A machine-learning approach for predicting butyrate production by microbial consortia using metabolic network information.
Journal:
PeerJ
Published Date:
May 28, 2025
Abstract
Understanding the behavior of microbial consortia is crucial for predicting metabolite production by microorganisms. Genome-scale network reconstructions enable the computation of metabolic interactions and specific associations within microbial consortia underpinning the production of different metabolites. In the context of the human gut, butyrate is a central metabolite produced by bacteria that plays a key role within the gut microbiome impacting human health. Despite its importance, there is a lack of computational methods capable of predicting its production as a function of the consortium composition. Here, we present a novel machine-learning approach leveraging automatically generated genome-scale metabolic models to tackle this limitation. Briefly, all consortia made of two up to 13 members from a pool of 19 bacteria with known genomes, including at least one butyrate producer from a pool of three known producer species, were built and their (maximum) butyrate production simulated. Using network-derived descriptors from each bacteria, butyrate production by the above consortia was used as training data for various machine learning models.
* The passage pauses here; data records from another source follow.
PR #2605, opened 2025-12-23
Disabled drill_loop and drill_hit_loop auto sync as it's handled manually

Measurity:
Previously the FMOD sync for these 2 looping sounds conflicted with the prawnsuit action sync, causing sound to never stop in some cases.
Also makes "volume by distance" work done in this PR function properly:
- https://github.com/SubnauticaNitrox/Nitrox/pull/2600

Only the slight rumble sound on resource node hit (drill_hit_loop) will not play for remote player. In future, we should sync this up manually through the remotely controlled prawnsuit, which would proper match visuals with sound too.

On client that controls prawn suit, drill audio is as expected.

### DIFF
--- a/NitroxClient/MonoBehaviours/Vehicles/ExosuitMovementReplicator.cs
+++ b/NitroxClient/MonoBehaviours/Vehicles/ExosuitMovementReplicator.cs
@@ -1,7 +1,5 @@
 using FMOD.Studio;
 using NitroxClient.GameLogic;
-using NitroxClient.GameLogic.FMOD;
-using NitroxClient.GameLogic.Helper;
 using Nitrox.Model.GameLogic.FMOD;
 using Nitrox.Model.Subnautica.Packets;
 using UnityEngine;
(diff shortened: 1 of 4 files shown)


NitroxClient/MonoBehaviours/Vehicles/ExosuitMovementReplicator.cs
```diff
@@ -12,7 +10,7 @@ public class ExosuitMovementReplicator : VehicleMovementReplicator
 {
     private const string DRILL_LOOP_SOUND_PATH = "event:/sub/exo/drill_loop";
 
-    private Exosuit exosuit;
+    private Exosuit exosuit = null!;
```
Jannify, line 13:
```suggestion
    private Exosuit? exosuit = null!;
```
or not?

Measurity: `exosuit` shouldn't be null anywhere in the code after `.Awake()` which is done first thing, like a C# constructor normally would. But C# nullability analyzer doesn't know about this so have to "help" with `null!` to tell analyzer this really will be "non-null" ASAP.

Changing to `Exosuit?` would indicate this can be null, even after "object init", which is not the intent.

dartasen (approved):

The performance of the algorithms was evaluated using k-fold cross-validation and new experimental data, displaying a Pearson correlation coefficient exceeding 0.75 for the predicted and observed butyrate production in two bacteria consortia. While consortia with more than two bacteria showed generally worse predictions, the best machine-learning models still outperformed predictions from genome-scale metabolic models alone. Overall, this approach provides a valuable tool and framework for probing promising butyrate-producing consortia on a large scale, guiding experimentation, and more importantly, predicting metabolic production by consortia.